__DATA FOR THE TASK__
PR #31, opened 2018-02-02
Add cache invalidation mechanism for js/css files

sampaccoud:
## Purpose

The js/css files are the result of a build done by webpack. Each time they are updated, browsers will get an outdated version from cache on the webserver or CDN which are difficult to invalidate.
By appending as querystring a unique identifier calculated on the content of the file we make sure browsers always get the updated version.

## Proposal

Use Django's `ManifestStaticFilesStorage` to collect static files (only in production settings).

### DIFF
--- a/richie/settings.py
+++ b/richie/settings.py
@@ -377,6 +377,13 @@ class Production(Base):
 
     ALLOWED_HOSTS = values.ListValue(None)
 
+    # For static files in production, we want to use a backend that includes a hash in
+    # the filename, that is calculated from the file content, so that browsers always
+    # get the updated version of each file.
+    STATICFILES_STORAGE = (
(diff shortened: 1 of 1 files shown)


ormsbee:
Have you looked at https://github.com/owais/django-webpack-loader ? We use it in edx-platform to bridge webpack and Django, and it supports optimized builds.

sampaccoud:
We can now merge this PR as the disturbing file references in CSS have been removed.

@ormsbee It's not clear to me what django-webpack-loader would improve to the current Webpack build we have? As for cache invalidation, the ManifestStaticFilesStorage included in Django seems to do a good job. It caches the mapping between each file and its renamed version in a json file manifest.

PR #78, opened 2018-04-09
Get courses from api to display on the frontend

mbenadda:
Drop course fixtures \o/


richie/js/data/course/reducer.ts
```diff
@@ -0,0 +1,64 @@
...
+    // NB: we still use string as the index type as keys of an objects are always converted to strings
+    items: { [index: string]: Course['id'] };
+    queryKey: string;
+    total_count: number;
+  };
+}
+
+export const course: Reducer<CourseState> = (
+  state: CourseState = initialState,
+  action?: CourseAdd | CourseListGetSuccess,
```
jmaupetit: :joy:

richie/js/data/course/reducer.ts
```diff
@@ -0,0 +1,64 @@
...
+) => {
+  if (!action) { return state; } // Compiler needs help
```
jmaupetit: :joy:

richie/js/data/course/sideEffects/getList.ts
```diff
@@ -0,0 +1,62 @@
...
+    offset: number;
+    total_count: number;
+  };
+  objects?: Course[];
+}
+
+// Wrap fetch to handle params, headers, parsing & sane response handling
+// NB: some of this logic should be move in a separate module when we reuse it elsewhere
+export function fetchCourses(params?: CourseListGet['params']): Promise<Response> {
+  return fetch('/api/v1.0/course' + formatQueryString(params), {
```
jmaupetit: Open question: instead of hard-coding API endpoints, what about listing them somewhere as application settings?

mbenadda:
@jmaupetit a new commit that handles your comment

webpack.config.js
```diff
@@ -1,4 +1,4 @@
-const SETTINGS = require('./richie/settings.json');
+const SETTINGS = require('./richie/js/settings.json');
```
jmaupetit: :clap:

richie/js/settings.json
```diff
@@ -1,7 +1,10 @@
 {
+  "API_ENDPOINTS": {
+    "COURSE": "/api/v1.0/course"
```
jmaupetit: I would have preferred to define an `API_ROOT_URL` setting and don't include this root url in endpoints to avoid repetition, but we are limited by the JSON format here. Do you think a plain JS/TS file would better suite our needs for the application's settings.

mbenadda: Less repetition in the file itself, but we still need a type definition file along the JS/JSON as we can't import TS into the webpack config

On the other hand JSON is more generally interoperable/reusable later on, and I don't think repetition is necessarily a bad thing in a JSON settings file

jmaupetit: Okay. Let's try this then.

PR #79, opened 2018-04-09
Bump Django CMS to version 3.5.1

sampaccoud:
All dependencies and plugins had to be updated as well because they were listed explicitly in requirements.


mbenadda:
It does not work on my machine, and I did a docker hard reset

---

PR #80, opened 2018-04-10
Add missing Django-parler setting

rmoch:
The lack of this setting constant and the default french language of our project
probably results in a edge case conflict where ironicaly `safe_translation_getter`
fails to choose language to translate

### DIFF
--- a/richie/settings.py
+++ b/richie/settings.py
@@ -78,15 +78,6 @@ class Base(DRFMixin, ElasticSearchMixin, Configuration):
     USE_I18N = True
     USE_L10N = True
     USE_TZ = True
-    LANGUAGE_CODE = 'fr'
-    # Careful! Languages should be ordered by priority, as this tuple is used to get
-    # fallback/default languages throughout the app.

__EXERCISE DETAILS__
Reproduce the lines of the entries above from the one with "PR #31, opened 2018-02-02" to the one with "The js/css files", both included, exactly and without any other line.

__EXERCISE ANSWER__
PR #31, opened 2018-02-02
Add cache invalidation mechanism for js/css files

sampaccoud:
## Purpose

The js/css files are the result of a build done by webpack. Each time they are updated, browsers will get an outdated version from cache on the webserver or CDN which are difficult to invalidate.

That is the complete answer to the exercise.